THE #1 NEW YORK TIMES BESTSELLER
“Told in rotating points of view, this Tilt-A-Whirl of a novel brims with jangly tension – an undeniably engrossing guessing game.” — Vogue
"[A] clever, cliff-hanger-filled thriller." — People
From the New York Times bestselling author of The Guest List comes a new locked room mystery, set in a Paris apartment building in which every resident has something to hide…
Jess needs a fresh start. She’s broke and alone, and she’s just left her job under less than ideal circumstances. Her half-brother Ben didn’t sound thrilled when she asked if she could crash with him for a bit, but he didn’t say no, and surely everything will look better from Paris. Only when she shows up – to find a very nice apartment, could Ben really have afforded this? – he’s not there.
The longer Ben stays missing, the more Jess starts to dig into her brother’s situation, and the more questions she has. Ben’s neighbors are an eclectic bunch, and not particularly friendly. Jess may have come to Paris to escape her past, but it’s starting to look like it’s Ben’s future that’s in question.
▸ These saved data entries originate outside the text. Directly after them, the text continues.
PR #1194, opened 2024-05-27
Add max retry delay for every reconnect

tonynguyen-sotatek:
Add a redis::aio::ConnectionManager::new_with_backoff_and_timeouts_with_max_delay  Apply a maximum delay. No retry delay will be longer than this `max_delay`.

Todo: I try to add some more cases

### DIFF
--- a/redis/src/aio/connection_manager.rs
+++ b/redis/src/aio/connection_manager.rs
@@ -20,7 +20,7 @@ use tokio_retry::Retry;
 
 /// Apply a maximum delay. No retry delay will be longer than this `max_delay`.
 #[derive(Clone, Debug, Default)]
-pub struct ConnectionConfigInfo {
+pub struct ConnectionManagerConfig {
     /// The resulting duration is calculated by taking the base to the `n`-th power,
     /// where `n` denotes the number of past attempts.
     exponent_base: u64,
@@ -38,7 +38,7 @@ pub struct ConnectionConfigInfo {
     connection_timeout: std::time::Duration,
 }
 
-impl ConnectionConfigInfo {
+impl ConnectionManagerConfig {
     const DEFAULT_CONNECTION_RETRY_EXPONENT_BASE: u64 = 2;
     const DEFAULT_CONNECTION_RETRY_FACTOR: u64 = 100;
     const DEFAULT_NUMBER_OF_CONNECTION_RETRIESE: usize = 6;
@@ -58,37 +58,37 @@ impl ConnectionConfigInfo {
     }
 
     /// Sets the factor
-    pub fn factor(mut self, factor: u64) -> ConnectionConfigInfo {
+    pub fn factor(mut self, factor: u64) -> ConnectionManagerConfig {
         self.factor = factor;
         self
     }
 
     /// Sets the max_delay
-    pub fn max_delay(mut self, duration: u64) -> ConnectionConfigInfo {
-        self.max_delay = Some(duration);
+    pub fn max_delay(mut self, time: u64) -> ConnectionManagerConfig {
+        self.max_delay = Some(time);
         self
     }
 
     /// Sets the exponent_base
-    pub fn exponent_base(mut self, duration: u64) -> ConnectionConfigInfo {
-        self.exponent_base = duration;
+    pub fn exponent_base(mut self, base: u64) -> ConnectionManagerConfig {
+        self.exponent_base = base;
         self
     }
 
     /// Sets the number_of_retries
-    pub fn number_of_retries(mut self, amount: usize) -> ConnectionConfigInfo {
+    pub fn number_of_retries(mut self, amount: usize) -> ConnectionManagerConfig {
         self.number_of_retries = amount;
         self
     }
 
     /// Sets the response_timeout
-    pub fn response_timeout(mut self, duration: std::time::Duration) -> ConnectionConfigInfo {
+    pub fn response_timeout(mut self, duration: std::time::Duration) -> ConnectionManagerConfig {
         self.response_timeout = duration;
         self
     }
 
     /// Sets the response_timeout
-    pub fn connection_timeout(mut self, duration: std::time::Duration) -> ConnectionConfigInfo {
+    pub fn connection_timeout(mut self, duration: std::time::Duration) -> ConnectionManagerConfig {
         self.connection_timeout = duration;
         self
     }
@@ -173,15 +173,9 @@ impl ConnectionManager {
     /// This requires the `connection-manager` feature, which will also pull in
     /// the Tokio executor.
     pub async fn new(client: Client) -> RedisResult<Self> {
-        let config = ConnectionConfigInfo::new();
+        let config = ConnectionManagerConfig::new();
 
-        Self::new_with_backoff(
-            client,
-            config.exponent_base,
-            config.factor,
-            config.number_of_retries,
-        )
-        .await
+        Self::new_with_config(client, config).await
     }
 
     /// Connect to the server and store the connection inside the returned `ConnectionManager`.
@@ -228,14 +222,14 @@ impl ConnectionManager {
         response_timeout: std::time::Duration,
         connection_timeout: std::time::Duration,
     ) -> RedisResult<Self> {
-        let config = ConnectionConfigInfo::new()
+        let config = ConnectionManagerConfig::new()
             .exponent_base(exponent_base)
             .factor(factor)
             .number_of_retries(number_of_retries)
             .response_timeout(response_timeout)
             .connection_timeout(connection_timeout);
 
-        Self::new_with_backoff_and_timeouts_new_with_config(client, config).await
+        Self::new_with_config(client, config).await
     }
 
     /// Connect to the server and store the connection inside the returned `ConnectionManager`.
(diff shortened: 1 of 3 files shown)


redis/src/aio/connection_manager.rs
```diff
@@ -153,15 +207,53 @@ impl ConnectionManager {
...
+    ///
+    /// In case of reconnection issues, the manager will retry reconnection
+    /// number_of_retries times, with an exponentially increasing delay, calculated as
+    /// rand(0 .. factor * (exponent_base ^ current-try)).
+    ///
+    /// Apply a maximum delay. No retry delay will be longer than this `RetryStrategyInfo.max_delay` .
+    ///
+    /// The new connection will timeout operations after `response_timeout` has passed.
+    /// Each connection attempt to the server will timeout after `connection_timeout`.
+    pub async fn new_with_backoff_and_timeouts_with_max_delay(
```
nihohit, line 237: please use a single configuration object that contains both the retry & the timeouts. we don't add many fields, just a single field that represents the whole config of the connection manager.

accordingly, this funciton should be called `new_with_config`

redis/src/aio/connection_manager.rs
```diff
@@ -18,6 +18,62 @@ use std::sync::Arc;
 use tokio_retry::strategy::{jitter, ExponentialBackoff};
 use tokio_retry::Retry;
 
+/// Apply a maximum delay. No retry delay will be longer than this `max_delay`.
+#[derive(Clone, Debug, Default)]
+pub struct RetryStrategyInfo {
+    /// The resulting duration is calculated by taking the base to the `n`-th power,
+    /// where `n` denotes the number of past attempts.
+    pub exponent_base: u64,
```
nihohit, line 26: the fields of this struct should be private, in order to prevent breaking the user's code if fields are added.

redis/tests/test_async.rs
```diff
@@ -994,6 +994,56 @@ mod basic_async {
...
+            .factor(10000)
+            .max_delay(500);
+
+        let tempdir = tempfile::Builder::new()
+            .prefix("redis")
+            .tempdir()
+            .expect("failed to create tempdir");
+        let tls_files = build_keys_and_certs_for_tls(&tempdir);
+
+        let ctx = TestContext::with_tls(tls_files.clone(), false);
```
nihohit, line 1013: why build with tls instead of just a new context?

redis/tests/test_async.rs
```diff
@@ -994,6 +994,56 @@ mod basic_async {
...
+                    retry_strategy_info.clone(),
+                    std::time::Duration::MAX,
+                    std::time::Duration::MAX,
+                )
+                .await
+                .unwrap();
+            let server = ctx.server;
+            let addr = server.client_addr().clone();
+            let (tx, mut rx) = tokio::sync::mpsc::unbounded_channel();
+            manager.get_push_manager().replace_sender(tx.clone());
```
nihohit, line 1027: why bother with the push manager?

redis/tests/test_async.rs
```diff
@@ -994,6 +994,56 @@ mod basic_async {
         .unwrap();
     }
 
+    #[test]
+    #[cfg(feature = "connection-manager")]
+    fn test_connection_manager_reconnect_after_delay_with_max_delay() {
```
nihohit, line 999: this is just a happy-path test, right? As far as I see the max delay isn't tested here.
If so, I don't the added benefit of this test, and IMO there's no need to add it. You can change the existing test to use `new_with_config` instead.

nihohit (commented):
thanks!
There's no need to close the PR and open a new one for changes - just change, commit & push. the PR will be updated automatically.

redis/src/aio/connection_manager.rs
tonynguyen-sotatek: Is it possible to name it ConnectionConfigInfo?

redis/tests/test_async.rs
tonynguyen-sotatek: random delay in a range so I can't test the exact number, I try to add some more cases

nihohit: if this isn't easily tested, the tests can be omitted.

redis/src/aio/connection_manager.rs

The socialite – The nice guy – The alcoholic – The girl on the verge – The concierge
Everyone's a neighbor. Everyone's a suspect. And everyone knows something they’re not telling.
PUBLISHERS WEEKLY
Jess Hadley, the gutsy heroine of this well-paced mystery from bestseller Foley (The Guest List), arrives at the swanky Paris apartment building of her aspiring journalist half brother, Ben Daniels, after fleeing her latest unpleasant job in England. But Ben is not there and doesn't show up the next morning. When Jess asks the other tenants about her brother, all of them—including imperious penthouse dweller Sophie Meunier, a blackmail victim; timid 19-year-old Mimi, who's infatuated with Ben; and aggressive drunk Antoine, who suspects Ben has seduced his wife—deflect her questions. In her search for Ben, Jess learns the building's tenants are members of a single family with secrets to hide. After an editor Ben worked for takes Jess's worries about his disappearance seriously, the details of those secrets start to emerge, along with a credible portrait of a deeply damaged family. Amid plenty of red herrings and distinctive characters, each shifty in their own way, the relentlessly bleak plot builds to an uplifting twist ending that feels neither pat nor overly rosy. Foley reliably entertains.